Screens for developmental delay generally provide a set of norms for different age groups. Development varies continuously with age, however, and applying a single criterion for an age range will inevitably produce misclassifications. In this report, we estimate the resulting error rate for one example: the cognitive subscale of the Bayley Scales of Infant and Toddler Development (BSID-III).
Data come from a general population sample of 594 children (305 male) aged 1 month to 42.5 months who received the BSID-III as part of a validation study. We used regression models to estimate the mean and variance of the cognitive subscale as a function of age. We then used these results to generate a dataset of one million simulated participants and compared their status before and after division into age groups. Finally, we applied broader age bands used in two other instruments and explored likely validity limitations when different instruments are compared.
When BSID-III age groups are used, 15% of cases are missed and 15% of apparent cases are false positives.

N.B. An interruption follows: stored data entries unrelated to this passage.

PR #513, opened 2022-08-23
TCS-100 Create EOD process to move data from tailDBs to HDB

eimear-dalzell:
Creates new EOD process which loads data from the tailDBs and saves this data to the HDB. Process is triggered when it receives an endofday message from the tailers (TCS-75).
This process compiles the data from all tailDBs into one HDB date partition. Once data from all tailDBs are saved to HDB, the process applies the p attribute to the relevant columns in the on-disk HDB tables and deletes the data from the tailDBs.

Also resolves jira ticket TCS-75 - create EOD message to move the intraday data to the HDB.
End of day functions added to the tailer to flush its remaining in-memory data to disk and then send an endofday message to the EOD process.


code/processes/tailer.q
```diff
@@ -46,9 +47,40 @@ getprocs:{[x;y]
...
+
+    /- find handle to send message to eod process
+    eodp:exec w from .servers.getservers[`proctype;.tailer.eodtypes;()!();1b;0b];
+
+    /- exit early if no eod process connected
+    if[0=count eodp;.lg.e[`connection;"no connection to the ",(string .tailer.eodtypes)," could be established, failed to send end of day message"];:()];
+
+    /- send procname to eod process so it loads correct TDB
+    procname:.proc.procname;
+    neg[first eodp](`endofday;pt;procname);
```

Wider age groups produced error rates from 27% to 46%. Comparison of different age groups suggests that sensitivity in validation studies would be limited, under certain assumptions, to 70% or less.
The use of age groups produces a large number of misclassifications. Although affected children will usually be close to the threshold, this may lead to misreferrals. Results may help to explain the poor measured agreement of development screens. Scoring methods that treat child age as continuous would improve instrument accuracy.